19. The system recited in claim 16 wherein:

the sound-identification system further has programming instructions to determine a quality of each of the identified sound sources by application of sound-quality rules to the received acoustic data; and

the acoustic scene of the environment is further characterized by application of the acoustic-scene characterization rules to the determined quality of the identified sound sources.

20. The system recited in claim 19 wherein the sound-quality rules comprise fuzzy-logic rules.

21. The system recited in claim 18 wherein the acoustic-scene characterization rules comprise fuzzy-logic rules.

22. The system recited in claim 18 wherein at least one of the identified sound sources is outside the environment.

23. The system recited in claim 18 wherein the response system further has:

programming instructions to evaluate a result of the remedial response; and

programming instructions to initiate a second response to the environment in accordance with evaluating the result of the remedial response.
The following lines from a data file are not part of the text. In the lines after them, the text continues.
Issue #1756, opened 2026-02-20
Add an OSD for workspace change


ernestowgg:
### Feature Description

Just that: an optional OSD showing the workspace id / name when switching to another workspace. 

### Use Case

This would be good for those of us who keep the Workspace Switcher clean (no icons, no id), as a simple reminder or confirmation of which workspace we are now on. 

### Compositor(s)

- [x] All compositors
- [ ] Niri
- [ ] Hyprland
- [ ] MangoWC (dwl)
- [ ] Sway
- [ ] Other (specify below)

purian23:
Completed and closed out by last commit d0f47bb316a9392c7422b2731fd71c9a76af42cb

PR #3337, opened 2026-09-06
feat(osd): add workspace switch OSD for niri (#1756)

24. The system recited in claim 23 wherein the programming instructions to initiate the remedial response to the environment comprise programming instructions to activate video monitoring of at least a portion of the environment.

25. The system recited in claim 18 wherein the sound-identification system further has programming instructions to determine a motion pattern of at least some of the identified sound sources within the environment by triangulating positions of the at least some of the identified sound sources over time with the received acoustic data.

26. The system recited in claim 18 wherein the programming instructions to characterize the acoustic scene of the environment include programming instructions to apply the acoustic-scene characterization rules to data external to the environment.